GENETIC AND BIOCHEMICAL STUDIES OF BACTERIAL DRUG RESISTANCE

Abstract

Many papers have been presented on the enzymatic inactivation of the aminoglycosidic antibiotics by cell-free extracts obtained from drug-resistant strains of bacteria isolated from clinical specimens. Kanamycin is inactivated by two mechanisms responsible for the formation of 6-N-acetyl-kanamycin and 3'-phosphorylkanamycin. Similarly, streptomycin is inactivated by the formation of adenylylstreptomycin and phosphorylstreptomycin. These facts indicate that three mechanisms, i.e., phosphorylation, acetylation and adenylylation, involve in the inactivation of aminoglycoside antibiotics.
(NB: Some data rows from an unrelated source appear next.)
Issue #195, opened 2022-10-27
Resolve release dependency chain `runtime` -> `spring-zeebe` -> `runtime-util`


berndruecker:
Currently we have a nasty cycle dependency, as spring-zeebe needs to depend on runtime-util, but the actual runtime needs spring-zeebe. This is a problem when releasing new features (as you might need to do a connector-sdk release, to enabne the spring-zeebe release which is needed to move forward in cnnectors.

However, I don't think we should change that now - as it is also pretty convenient to have everything in one build, especially for extending the SDK towards Inbound (e.g. Subscription & Polling).

But at some point in time I think we should split the current connector-sdk into:

- `connector-sdk`, containing the real SDK (`core`) and Utilities ('runtime-util') (no Spring dependency here)
- `connector-runtime` containing the runtime (spring-zeebe based stuff)

tmetzke:
Just to understand this:

We don't technically have a cyclic dependency issue here, right? That would mean, as far as I know, that `runtime` depends on `spring-zeebe` and `spring-zeebe` depends on `runtime`. 

This is rather a release issue, right? I agree with the proposal that we might need to extract the runtime from the SDK.

Then again, I was just wondering: 

* Can't Spring Zeebe simply BE the runtime?
* Do we actually need another `runtime` project at all?
* What benefit does it provide?
* Can we integrate the stuff that is needed into Spring Zeebe itself?

berndruecker:
I like the idea of Spring Boot being the runtime. 

We could basically move the current `runtime` to `spring-zeebe-connector-runtime` as submodule in spring Zeebe. The code from `inbound` might be distributed to either runtime-util or this new module. Some generic stuff might also end up in spring-zeebe itself - not yet sure. 

Connector-SDK would "only" be:

- connector-core
- connector-validation
- runtime-util 

This way, connector developer would look towards https://github.com/camunda/connector-sdk and runtime folks towards https://github.com/camunda-community-hub/spring-zeebe + `/connector-runtime`?

Would https://github.com/camunda/connectors-bundle stay an independant repo?

tmetzke:
That sounds a lot like my vision for this, yes 👍 
The SDK itself would just bring along the basic components to build Connectors (exactly as you detailed it).
Spring Zeebe would be the default runtime that we deliver.

Connectors Bundle delivers a whole "distribution" including element templates and backend (runtime + Camunda-provided Connectors). If we want something like this inside Spring Zeebe, let's add it. 
[...]

PR #246, opened 2022-11-09
chore!: merge `SecretStore` into `SecretHandler`

### LINKED ISSUE #245: Clean up secrets handling classes
__What should we do?__

Merge the `SecretStore` into the `SecretHandler` and remove it from API.

__Why should we do it?__

Clean up the classes responsible for secret handling.

tmetzke:
## Description

* Fixes the secret replacement routine in the `SecretHandler` so it can be reused by all Connector context implementations easily. The SecretHandler becomes the recommended class to use for replacing secrets.

BREAKING CHANGE: The class `SecretStore` is removed, use the `SecretHandler`.

## Related issues

closes #245


core/src/main/java/io/camunda/connector/impl/secret/SecretHandler.java
```diff
@@ -41,10 +44,14 @@ public class SecretHandler implements SecretElementHandler, SecretContainerHandl
   protected static final List<Class<?>> PRIMITIVE_TYPES =
       List.of(String.class, Number.class, Boolean.class);
 
-  private final SecretStore secretStore;
+  private static final Pattern SECRET_PATTERN_FULL = Pattern.compile("^secrets\\.(?<secret>\\S+)$");
+  private static final Pattern SECRET_PATTERN_PLACEHOLDER =
+      Pattern.compile("\\{\\{\\s*secrets\\.(?<secret>\\S+?\\s*)}}");
```
igpetrov, line 49: Sorry, not a regex expert but I find weird that first `{` are escaped but the last `}` are not. Is it expected?

tmetzke:
@berndruecker, I had to disable some tests due to them using Spring Zeebe for testing. The latest version however still uses the `SecretStore`, which is why the tests cannot startup. Should be solved with #195.

core/src/main/java/io/camunda/connector/impl/secret/SecretHandler.java
tmetzke: Yeah, this is actually just a Java regex issue. In a regex, you actually don't need to escape them (but you can). In Java, if a regex String contains `{`, this is considered as starting a quantification like `{3}`. If you want `{` to be taken literally, you have to escape it in Java regexes. For `}`, the Java regexes are clever enough to see there is no `{` starting a quantification, so you don't have to escape them.

igpetrov (approved):
LGTM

It was reported previously that lividomycin, a new aminoglycosidic pentasaccharide antibiotic containing 2-deoxystreptamine, lacks the hydroxyl group at the C-3 position of the D-aminoglucose moiety and is not inactivated by a kanamycin-phosphorylating enzyme. This paper deals with the studies of anti-bacterial activity of lividomycin (LV) toward many strains of bacteria isolated from clinical specimens. The results are summarized as follows : 1) There are two types of LV-resistant strains. One group is capable of inactivating LV by phosphorylation and another group can not inactivate the drug.2) The inactivated product is a monophosphorylated LV.3) Chemical studies disclosed that the hydroxyl group at the 5″-position of the ribose moiety is phosphorylated.